--- What is needed ---
Read through the data, and wherever a line holds the word "issues", write that line out.

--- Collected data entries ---
PR #87, opened 2022-07-07
[REVERT] Check all files for spelling errors

kralka:
Fix most of the typos so they do not block new PRs. Some of the typos were not fixed (parts of API and notebooks) see https://github.com/google/scaaml/issues/90

Part of https://github.com/google/scaaml/issues/38


project-words.txt
```diff
@@ -1,19 +1,96 @@
...
+batchnorm
+batchnormalization
+bibtex
+booktitle
+Bursztein
+burszteindc
+burzteindc
 bytelist
 chipwhisperer
+chipwispher
```
jmichelp, line 20: This one seems like a typo somewhere in the doc/code rather than a word we should add.

project-words.txt
```diff
@@ -1,19 +1,96 @@
...
+clkgen
+cmap
+colorbar
+comparaison
```
jmichelp, line 24: Same here. That's the French word for comparison :)

tests/capture/scope/test_ps6424e.py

--- Answer box ---
Fix most of the typos so they do not block new PRs. Some of the typos were not fixed (parts of API and notebooks) see https://github.com/google/scaaml/issues/90
Part of https://github.com/google/scaaml/issues/38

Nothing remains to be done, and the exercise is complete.